→ **TO DO**:
The answer should reproduce the listing below character for character.

•••

PR #172, opened 2026-04-17
fix(config): use XDG state dir on Linux by default

### LINKED ISSUE #164: XDG instead of cluttering home directory
Please consider using the XDG Base Directory specification https://specifications.freedesktop.org/basedir/latest/ instead of just storing stuff directly under $HOME.

So that instead of ~/.wacli, you'd use ~/.config/wacli , ~/.local/share and ~/.local/state . And of course overriding would be possible via environment.

txhno:
Closes #164

## Summary
- use `${XDG_STATE_HOME}/wacli` or `~/.local/state/wacli` as the default store on Linux
- keep `WACLI_STORE_DIR` and `--store` as explicit overrides
- update help text, tests, and docs to match the new default path

## Testing
- `go test ./internal/config ./cmd/wacli`
- `go test ./...`


steipete:
Thanks @txhno. Reimplemented this on main as fa1c800 with the XDG Linux default plus a legacy ~/.wacli fallback when an existing store is present, and docs/tests updated in 8a0e13b. Closing as superseded.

•••

→ **RESULT**:
PR #172, opened 2026-04-17
fix(config): use XDG state dir on Linux by default

### LINKED ISSUE #164: XDG instead of cluttering home directory
Please consider using the XDG Base Directory specification https://specifications.freedesktop.org/basedir/latest/ instead of just storing stuff directly under $HOME.

So that instead of ~/.wacli, you'd use ~/.config/wacli , ~/.local/share and ~/.local/state . And of course overriding would be possible via environment.

txhno:
Closes #164

## Summary
- use `${XDG_STATE_HOME}/wacli` or `~/.local/state/wacli` as the default store on Linux
- keep `WACLI_STORE_DIR` and `--store` as explicit overrides
- update help text, tests, and docs to match the new default path

## Testing
- `go test ./internal/config ./cmd/wacli`
- `go test ./...`


steipete:
Thanks @txhno. Reimplemented this on main as fa1c800 with the XDG Linux default plus a legacy ~/.wacli fallback when an existing store is present, and docs/tests updated in 8a0e13b. Closing as superseded.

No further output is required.